The Machine Learning Pipeline
The goal of this article is go over the many steps of the machine learning process at a high level, from data collection to deploying the model to the web.
1. Collecting the Data
The first part of any machine learning project is to collect relevant data. What problem are we trying to solve? Is the data public? Where will we store the data? Is the data structured or unstructured? Structured data can contain categorical, numerical, ordinal, or times series data, and it’s important to distinguish each.
2. Exploratory Data Analysis
After we’ve collected our data, we need to establish the target variable and our features to better understand what we’re working with. Our dataset will likely have missing values and/or outliers, and there are many different approaches to handling those. We can choose to impute missing values with the mean, median, or even remove those entries altogether. For outliers, we can scale all our values or just remove them. It all depends on the nature of our data and how much of it we have.
To simplify this process, it is a good idea to create plots. There are many Python and R libraries such as matplotlib, seaborn, or plotly that make it easy to create beautiful visuals. Below are examples of plots I’ve created while exploring the data in a drug classification problem.
3. Data Preprocessing
Now it’s time to prepare our data to be modelled. If we have categorical features, we need to encode them. If our numerical features are on very different scales (e.g. one feature ranges from 0-10 while another ranges from 100-1000), we should apply some form of scaling to normalize the values. For example, standard scaling subtracts the mean from each value and divides by the standard deviation, leaving the features with a mean of 0 and a standard deviation of 1.
At this point it is important to solidify our understanding of the features instead of blindly feeding the values to a model. This will allow for effective feature engineering, as it will help us identify useful ways to modify our features and create new ones. For example, if one of our features was a datetime, it may be useful to create a new feature that specifies what day of the week that was.
Selecting which features to use is the next step. If we have a lot of them, we may want to reduce the dimensionality with techniques such as Principal Component Analysis. In future steps when we analyze our model, we may need to come back to this step and drop features that were found to be less important.

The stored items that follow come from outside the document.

PR #5484, opened 2023-07-14
feat: portable experiences scene feature toggles

lorux0:
## What does this PR change?

Adds the support of the current portable experience feature toggle configuration:
```
"featureToggles": {
	"portableExperiences": "enabled" | "disabled" | "hideUi" 
}
```

Supports both sdk6 & sdk7.

- enabled: allows all portable experiences in the scene
- disabled: denies all portable experiences from running in the scene
- hideUi: disables the user interface only for the running portable experiences in the scene

## How to test the changes?

1. Configure your `scene.json` with a PX feature toggle
2. Go to https://sdk-test-scenes.decentraland.zone/?position=8%2C8&explorer-branch=feat%2Fpx-scene-permissions&ENABLE_px_confirm_enabled=&realm=LocalPreview
3. Check that the described behaviour works as expected

## Our Code Review Standards

### <samp>🤖 Generated by Copilot at 6e2c550</samp>

This pull request adds two new plugins to the `PluginSystem` that allow disabling the portable experiences feature and hiding the UI of portable experiences scenes based on feature toggles. It also updates the `ECSScenesUiSystem` to respect the hide UI feature toggle and cleans up some code in the `ExperiencesViewerComponentController`.


unity-renderer/Assets/DCLPlugins/ECS7/Systems/ScenesUiSystem/ECSScenesUiSystem.cs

Next we need to split our data into training, validation, and test sets. Holding out parts of our data will help give us an idea of how our model will perform in the real world and also help avoid overfitting. The ratios for the split will depend on how much data you have and how balanced it is.
4. Choosing an Algorithm
There are many supervised and unsupervised algorithms commonly used in machine learning. Choosing which to use will depend on the type of problem (i.e. regression, classification) and the target outcome. For example, we may choose to use linear regression if the outcome was a continuous variable and logistic regression when predicting a binary outcome. Other common supervised algorithms include K-Nearest Neighbours, Support Vector Machines, decision trees/random forests, neural networks, and more.
5. Hyperparameter Tuning
This section is essentially adjusting the right parameters to optimize our model’s performance. Perhaps the most important hyperparameter is the learning rate. Some machine learning libraries such as Tensorflow and scikit-learn have built in optimizers for neural networks that will automatically tune the learning rate over a certain number of epochs. Depending on the type of model, there will be different hyperparameters to tune (e.g. maximum depth of tree-based models, or number of layers in a deep neural network).
6. Evaluating the Model
Choosing what metric to evaluate our model on will depend on the type of problem. Regression models tend to be evaluated on the (root) mean squared error, mean absolute error, or its R-squared value. Classification models are typically evaluated on accuracy, precision, recall, or its f1 score. Together, these components can be combined to produce a confusion matrix like the one below.
There are also some important considerations to take into account during this stage. Is the model underfitting/overfitting the data? Is there any correlation in the predictions that my model is getting wrong? How do all my models compare? Based on these findings, it may be worthwhile to go back to previous steps and adjust accordingly.
7. Deploying the Model
The final step is to serve our model to the web. We should continue to evaluate our model against real world data and make the necessary changes based on how it performs. The model may need to be retrained over time as new and updated data becomes available.
Summary
And that’s it! This was a very high level overview of an end to end machine learning project. Each stage can be further broken down into much more detail, but the aim of this article was just to provide a general idea of what the pipeline looks like.